Take from the records below each line that holds "schema".

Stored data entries
• • • • • • •

PR #809, opened 2022-11-17
Fill remote URL with "Bind to grammar / schema"

### LINKED ISSUE #808: Fill remote URL with "Bind to grammar / schema"
Today whenwe click on `Bind to grammar / schema` codelens, we can only select local file.

It should be nice to provide the capability to fill a remote URL too.

See https://github.com/redhat-developer/vscode-xml/pull/807#discussion_r1023172808

angelozerr:
Fill remote URL with "Bind to grammar / schema"

Fixes #808


angelozerr:
In my case, when I want to bind an XML file with a given URL, I copy in the clipboard the URL.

• • • • • • •

Answer to this task:
Fill remote URL with "Bind to grammar / schema"
### LINKED ISSUE #808: Fill remote URL with "Bind to grammar / schema"
Today whenwe click on `Bind to grammar / schema` codelens, we can only select local file.
Fill remote URL with "Bind to grammar / schema"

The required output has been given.